**Assignment:**
Pull out every line below containing the word "calls".

**The input:**
PR #676, opened 2020-09-09
Merge develop into master

allthesignals:
This is a placeholder PR for merging work in develop into master branch.

Likely, we only want a subset of develop merged into master. We need to confirm how much we can put into production.


allthesignals:
Should not go straight from develop to master

PR #683, opened 2020-09-09
12255 proposed development site

godfreyyeung:
### Summary
This sets up the Proposed Development Site section for the Land Use form

Land use - proposed development site
Fixes [AB#12255](https://dcp-paperless.visualstudio.com/d36fd830-9029-4b77-b0c4-b0df2012eb98/_workitems/edit/12255)

### Technical Details
The component design is similar to that for Project Area. 
We use component nesting to implement conditional/cascading questions.

### DIFF
--- a/client/app/components/packages/landuse-form/proposed-development-site.hbs
+++ b/client/app/components/packages/landuse-form/proposed-development-site.hbs
@@ -1,0 +1,87 @@
+{{#let @form as |form|}}
+  <form.Section @title="Proposed Development Site">
+    <p>
+      The <b>Development Site</b> is the specific parcel(s) that the Applicant is seeking to develop.
+      A Project Area and Development Site can be the same parcels of land or different,
+      depending on the Actions being sought. For instance, a Special District may be mapped
+      over a portion of a neighborhood (Project Area), but only certain parcels within it may
+      be proposed for immediate development by the Applicant (Development Site).
+    </p>
+
+    <Ui::Question
+    as |dcp500kpluszoneQ|>
+      <dcp500kpluszoneQ.Label>
+        Does the Application result in the development of 500,000+ ZSF of floor area?
+      </dcp500kpluszoneQ.Label>
+
+      <form.Field
+        @attribute="dcp500kpluszone"
+        @type="radio-group"
+      as |Dcp500kpluszoneRadioGroup|>
+        <Dcp500kpluszoneRadioGroup
+          @options={{optionset 'landuseForm' 'dcp500kpluszone' 'list'}}
+          @onChange={{fn (mut @form.data.dcpDevsize) null}}
+        as |dcp500kpluszone|>
+          {{#if (eq
+            dcp500kpluszone
+            (optionset 'landuseForm' 'dcp500kpluszone' 'code' 'YES')
+          )}}
+            <Ui::Question
+              @required={{true}}
+            as |dcpDevsizeQ|>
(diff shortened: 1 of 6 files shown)


client/app/components/packages/landuse-form/proposed-development-site.hbs
```diff
@@ -0,0 +1,87 @@
...
+                @attribute="dcpDevsize"
+                @type="radio-group"
+              as |DcpDevsizeRadioGroup|>
+                <DcpDevsizeRadioGroup
+                  @options={{optionset 'landuseForm' 'dcpDevsize' 'list'}}
+                />
+              </form.Field>
+            </Ui::Question>
+          {{/if}}
+        </Dcp500kpluszoneRadioGroup>
```
allthesignals, line 46: Interesting! Keep an eye out for ways to improve this API. I'm not sure I'm a fan of the weird contextual component naming (`<Dcp500kpluszoneRadioGroup />`), but can't think of an alternative for now.

Do we need to name it as such? Or it's the linting errors you were seeing, about "shadow"s? I imagined this should just be `as |radioGroup|`. But I can see that you have another nested radio group: `DcpDevsizeRadioGroup`. What about some naming in between generic and specific?

```handlebars
<RadioGroup> 
  <ConditionalRadioGroup>
  </ConditionalRadioGroup>
</RadioGroup>
```

Or, maybe this needs to be an API change — having `<Field>` component yield out a full component as its block doesn't allow for specific naming. Maybe it should be:

```handlebars
<form.Field
  @attribute="dcp500kpluszone"
  @type="radio-group" as |dcp500kpluszoneField|
>
  <dcp500kpluszoneField.RadioGroup>
  </dcp500kpluszoneField.RadioGroup>
</form.Field>
```

This gets around the shadowing issue. It's more verbose, but it's also clearer that it's dealing with a specific field as well as a specific named component.

What do you think?

allthesignals (approved):

client/app/components/packages/landuse-form/proposed-development-site.hbs
godfreyyeung: The shadowing issue I actually took care of just by making sure that I capitalized component calls 
(`<Dcp500kpluszoneRadioGroup />` instead of `<dcp500kpluszoneRadioGroup />`)

The primary reason I thought of using these specific names is that I hoped to make it easier to distinguish between the multitude of radio groups on these forms components. Some may be nested within one another, some may sit adjacent to others, but ultimately there's a lot to keep track of. 

I think especially for radio groups which are nested, it would be hard to track which RadioGroup is being referred to without a bit more specific naming:
```
<form.Field as |radioGroup|>
          <form.Field as |radioGroup|>
                       <form.Field as |radioGroup|>
                                 // at this point, hard to track which field radioGroup references 
```
or
```
<RadioGroup> 
  <ConditionalRadioGroup>
        <ConditionalRadioGroup>
                 <ConditionalRadioGroup>
                        // might be hard to track which field conditionalRadioGroup references? 
                </ConditionalRadioGroup>
         <ConditionalRadioGroup>
  </ConditionalRadioGroup>
</RadioGroup>
```

>  <dcp500kpluszoneField.RadioGroup>
This idea is interesting.  One benefit is it would standardize our calls to `form.Field`. Right now only radio groups use the block form/yield, but if we redesign it this way, then all input types would require the block form/yield as well.
I think it's worth a shot -- I can create a task and file it in the backlog?

PR #684, opened 2020-09-09
12354: fix bug where deleted records were not being saved

trbmcginnis:
**Big Picture Summary**
Previously, users had to click save twice in order to properly DELETE `relatedActions` and `applicants`. 

PAS form and Land Use Form -- the applicants and related actions sections

A while back, we switched from `destroyRecord` to `deleteRecord`. Since then, when we looped through the records with dirty attributes and only saved those records, we were not taking into account records that had been deleted -- these records did not show up in the array and were therefore not saved. This PR passes the records that are currently being "removed" to the package model to be saved. 

Closes [AB#12354](https://dcp-paperless.visualstudio.com/d36fd830-9029-4b77-b0c4-b0df2012eb98/_workitems/edit/12354)

### DIFF
--- a/client/app/components/packages/landuse-form/edit.js
+++ b/client/app/components/packages/landuse-form/edit.js
@@ -37,10 +37,15 @@ export default class LandUseFormComponent extends Component {
     return this.package.landuseForm || {};
   }
 
+  get packageIsDirtyOrRecordsDeleted() {
+    return this.package.isDirty || this.recordsToDelete.length > 0;
+  }
+
   @action
   async savePackage() {
     try {
       await this.args.package.save(this.recordsToDelete);
+      this.recordsToDelete = [];
     } catch (error) {
       console.log('Save Landuse package error:', error);
     }
@@ -88,5 +93,12 @@ export default class LandUseFormComponent extends Component {
     this.recordsToDelete.push(relatedAction);
 
     relatedAction.deleteRecord();
+  }
+
+  @action
+  removeBbl(bbl) {
+    bbl.deleteRecord();
+    this.recordsToDelete.push(bbl);
+    this.args.package.landuseForm.bbls.removeObject(bbl);
   }
 }
--- a/client/app/components/packages/landuse-form/edit.js
+++ b/client/app/components/packages/landuse-form/edit.js
@@ -1,6 +1,7 @@
 import Component from '@glimmer/component';
 import { action } from '@ember/object';
 import { inject as service } from '@ember/service';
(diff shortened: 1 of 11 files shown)


client/app/components/packages/landuse-form/edit.js
```diff
@@ -80,6 +85,8 @@ export default class LandUseFormComponent extends Component {
   removeRelatedAction(relatedAction, changeset) {
     removeFromHasMany(changeset, 'relatedActions', relatedAction);
 
+    this.recordsToDelete.push(relatedAction);
+
     relatedAction.deleteRecord();
   }
 }
```
godfreyyeung, line 92: Wondering.... Do we also need to push removed BBL/taxlots to recordsToDelete?
Like within the "removeBbl" action within the ProjectGeography component?

image

godfreyyeung:
> **Technical Explanation — How does it work?**
> A while back, we switched from `destroyRecord` to `deleteRecord`. Since then, when we looped through the records with dirty attributes and only saved those records, we were not taking into account records that had been deleted -- these records did not show up in the array and were therefore not saved. This PR passes the records that are currently being "removed" to the package model to be saved.
> 

Great explanation! Super helpful. Thanks so much! 
Thanks for all the sleuthing too!

client/app/components/packages/landuse-form/edit.js
trbmcginnis: > Wondering.... Do we also need to push removed BBL/taxlots to recordsToDelete?
> Like within the "removeBbl" action within the ProjectGeography component?
> 

Good point! I just missed that, going to check on that/implement that now

client/app/components/packages/project-geography.hbs
```diff
@@ -84,7 +84,7 @@
         <button
           type="button"
           class="delete-fieldset"
-          {{on "click" (fn this.removeBbl bbl)}}
+          {{on "click" (fn @removeBbl bbl)}}
```
godfreyyeung, line 87: ❤️

client/app/components/packages/landuse-form/edit.js
```diff
@@ -89,4 +94,11 @@ export default class LandUseFormComponent extends Component {
 
     relatedAction.deleteRecord();
   }
+
+  @action
+  removeBbl(bbl) {
+    bbl.deleteRecord();
```
godfreyyeung, line 100: ❤️

godfreyyeung (approved):
Looks great to me!

PR #687, opened 2020-09-10
Add team member model; extract data from CRM; expands on proejct service

allthesignals:
# Big Picture Summary
This PR shows the DCP Team in the project page contact management section

Contact Management

It wasn't displaying the DCP team members and this PR displays them in their full glory according to the REQS

It makes another request to the CRM API to add the information about DCP team members alongside the project applicants (think of these entities as siblings). It then does some idiosyncratic munging of that data (sorry, but some of the data is on a separate related entity).

This PR is "pretty bad" in terms of our code standards. There isn't any additional test coverage for this part of contact mgmt (although AFAICT there wasn't any for that feature to begin with), and this makes several assumptions about the data that's being pulled (it's not clear if we're using the correct phone number and e-mail information as the dcp_dcpteammember entity does not have an associated contact record — instead it has a "dcp_user", which is mentioned in the docs)

Closes [AB#12206](https://dcp-paperless.visualstudio.com/d36fd830-9029-4b77-b0c4-b0df2012eb98/_workitems/edit/12206)

### DIFF
--- a/client/app/templates/project.hbs
+++ b/client/app/templates/project.hbs
@@ -159,6 +159,31 @@
 
     <Messages::Assistance class="large-margin-top" />
 
+    <h3>
+      City Planning Staff
+    </h3>
+    <ul class="no-bullet">
+      {{#each this.project.teamMembers as |teamMember|}}
+        <li class="grid-x medium-margin-bottom">
+          <div class="cell shrink small-padding-right">
+            <FaIcon @icon='user' @fixedWidth={{true}} @transform='down-1' class="text-gray" />
+          </div>
+          <div class="cell auto">
+            <h5 class="no-margin">{{teamMember.name}}</h5>
+            <p class="text-small tiny-margin-bottom">
+              <i>{{teamMember.role}}</i>
+            </p>
+            <p class="text-small tiny-margin-bottom">
+              <a href="mailto:{{teamMember.email}}">{{teamMember.email}}</a>
+            </p>
+            <p class="text-small tiny-margin-bottom">
+              {{teamMember.phone}}
+            </p>
+          </div>
+        </li>
+      {{/each}}
+    </ul>
+
   </div>
 </div>
 
--- a/server/src/projects/projects.service.ts
+++ b/server/src/projects/projects.service.ts
@@ -23,6 +23,11 @@ const PACKAGE_STATUSCODE = {
   REVIEWED_REVISION_REQUIRED: 717170010,
 }
 
+const DCP_PROJECTROLES = {
+  LEAD_PLANNER: 717170026,
+  BOROUGH_TEAM_LEADER: 717170000,
+};
+
 @Injectable()
 export class ProjectsService {
   constructor(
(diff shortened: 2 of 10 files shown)


server/src/projects/projects.service.ts
```diff
@@ -126,10 +148,19 @@ export class ProjectsService {
       const projectWithContacts = {
         ...project,
         'project-applicants': projectApplicantsWithContacts,
+        'team-members': projectTeamMembers.map(member => ({
+          dcp_dcpprojectteamid: member.dcp_dcpprojectteamid,
+          name: member.dcp_name,
```
trbmcginnis, line 153: How do we feel about renaming like this? Just because I know we like to keep field names as close to the names in CRM as possible -- maybe we should keep it as `dcp_name`?

trbmcginnis (approved):
Looks good!

client/app/templates/project.hbs
```diff
@@ -159,6 +159,39 @@
 
     <Messages::Assistance class="large-margin-top" />
 
+    <h3>
+      City Planning Staff
+    </h3>
+    <ul class="no-bullet">
+      {{#each this.project.teamMembers as |teamMember|}}
+        <li class="grid-x medium-margin-bottom">
```
trbmcginnis, line 167: Should we put this in its own component?

server/src/projects/projects.service.ts
godfreyyeung: Really good point and goot catch here, taylor. I think dcp_name make sense here

client/app/templates/project.hbs
```diff
@@ -159,6 +159,39 @@
...
+              <a href="mailto:{{teamMember.email}}">{{teamMember.email}}</a>
+            </p>
+            <p class="text-small tiny-margin-bottom">
+              {{teamMember.phone}}
+            </p>
+          </div>
+        
+          {{#if @canDelete}}
+          <div class="cell shrink medium-padding-left">
+            <button type="button" class="text-red-dim" {{on "click" this.tryRemoveEditor}}>
```
trbmcginnis, line 186: I don't think `tryRemoveEditor` is an action on the project.js controller

godfreyyeung (approved):
Actually, to me the code quality looks good and the PR looks pretty straightforward/following our current patterns. Maybe the CRM architecture of associating team members to users is messy, but that's not indicative of this PR

client/app/templates/project.hbs
godfreyyeung: 👏  Another great catch. Same for `@ canDelete`

server/src/projects/projects.service.ts
allthesignals: Totally. Renaming dcp_dcpprojectteam to team-members is actually okay as far as how we handle other entity relationships. Agree with the renaming. I'm going to get this in then refactor afterward. Thanks for pointing that out.

client/app/templates/project.hbs
allthesignals: Yes!

client/app/templates/project.hbs
allthesignals: Whoaaaa my b

PR #89, opened 2015-09-06
Add support for pointers to pointers

titanous:
Using types like `**string` allows the inner pointer to be `nil`’ed out, avoiding the need for `NullX` types.

### DIFF
--- a/conn.go
+++ b/conn.go
@@ -14,6 +14,7 @@ import (
 	"os"
 	"os/user"
 	"path/filepath"
+	"reflect"
 	"regexp"
 	"strconv"
 	"strings"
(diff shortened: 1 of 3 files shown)


jackc:
I was initially concerned that pointer to pointer would perform more poorly than `NullX`. So I wrote some benchmarks, and it appears that while it does cause additional mem allocs, overall performance is unaffected or even improved slightly (presumably due to avoiding the Scanner interface function call).

Rebased and merged. Thanks.

titanous:
Neat, thanks! I was wondering about the performance but didn't have time to benchmark.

**Solved exercise:**
godfreyyeung: The shadowing issue I actually took care of just by making sure that I capitalized component calls 
This idea is interesting.  One benefit is it would standardize our calls to `form.Field`. Right now only radio groups use the block form/yield, but if we redesign it this way, then all input types would require the block form/yield as well.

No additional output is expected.